Copy every line in the records below that contains the word "config".

THE INPUT -
_ _ _ _ _ _ _

PR #709, opened 2024-08-02
Fix #703: vagrant-rsconf-dev working for almalinux

### LINKED ISSUE #703: rsconf-dev support almalinux

### LINKED ISSUE #704: perl command not found in vagrant_dev_disable_security
It is early in the install so perl isn't installed yet.

### LINKED ISSUE #705: centos7 eol update mirror
Need to apply mirror change to new vms

See first step in post install:
https://github.com/radiasoft/devops/wiki/CentOS7#post-installation

### LINKED ISSUE #707: redhat-docker support rsconf vs "dev" mode

e-carlin:
This installer is going to be called by rsconf to setup docker on rsconf managed hosts. We only want to to do the tls, systemd, daemon.json, and systemctl steps on "dev" hosts. On rsconf managed hosts rsconf will manage the files and do the systemctl's.

Fix #705: centos7 is eol so need to use radiasoft depot mirror.
Fix #704: perl not yet installed so use sed
Fix #707: Flag to set dev vs rsconf environments.

### DIFF
--- a/installers/redhat-docker/radiasoft-download.sh
+++ b/installers/redhat-docker/radiasoft-download.sh
@@ -25,23 +25,13 @@ umount /var/lib/docker
 rmdir /var/lib/docker
 perl -pi -e "s{^/var/lib/docker.*}{}" /etc/fstab
 
-Then re-run this command
+Then re-run this command. This should only happen in development environments.
 '
     fi
     if selinuxenabled; then
         perl -pi -e 's{(?<=^SELINUX=).*}{disabled}' /etc/selinux/config
         install_err 'Disabled selinux. You need to "vagrant reload", then re-run this installer'
     fi
-    declare o=rhel
-    if install_os_is_fedora; then
-        dnf -y -q install dnf-plugins-core
-        o=fedora
-    fi
-    dnf -q config-manager \
-        --add-repo \
-        https://download.docker.com/linux/"$o"/docker-ce.repo
-    dnf -y -q install docker-ce
-
     if install_os_is_fedora; then
         install_yum_install dnf-plugins-core
         dnf -q config-manager \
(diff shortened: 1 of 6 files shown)


installers/redhat-docker/radiasoft-download.sh
```diff
@@ -60,6 +50,9 @@ Then re-run this command
         install_err "installer does not support os=$install_os_release_id"
     fi
     install_yum_install docker-ce
+    if [[ ! ${redhat_docker_dev:-} ]]; then
```
e-carlin, line 53: @robnagler bringing [our conversation](https://github.com/radiasoft/download/pull/708#discussion_r1699085015) back up. I don't think there is a test for the "computing context" that will work. The test we need to know is are we in rsconf or not. Any ideas?

robnagler: I think it's pretty clear that we do not want to execute `usermod -aG docker vagrant` arbitrarily. The case where we want to allow this is a virtual machine that is set up for development. The usermod gives the user root privs without a password so the test to see whether the user vagrant is in sudoers with nopassword is the right one. This will be true in vagrant VMs.

e-carlin: I don't think we want it to be true in v3/v4 vms managed by rsconf. There will be unnecessary differences between what we are testing in dev and what happens in higher envs.

For a "v" (or vm_devbox) vm then I agree.

robnagler: We can have the default for the environment variable, and then override it in this case. There are already special things we do to run rsconf in those environments.

e-carlin: 7c892d9

robnagler (approved):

_ _ _ _ _ _ _

REPLY TO THE EXERCISE -
         perl -pi -e 's{(?<=^SELINUX=).*}{disabled}' /etc/selinux/config
-    dnf -q config-manager \
         dnf -q config-manager \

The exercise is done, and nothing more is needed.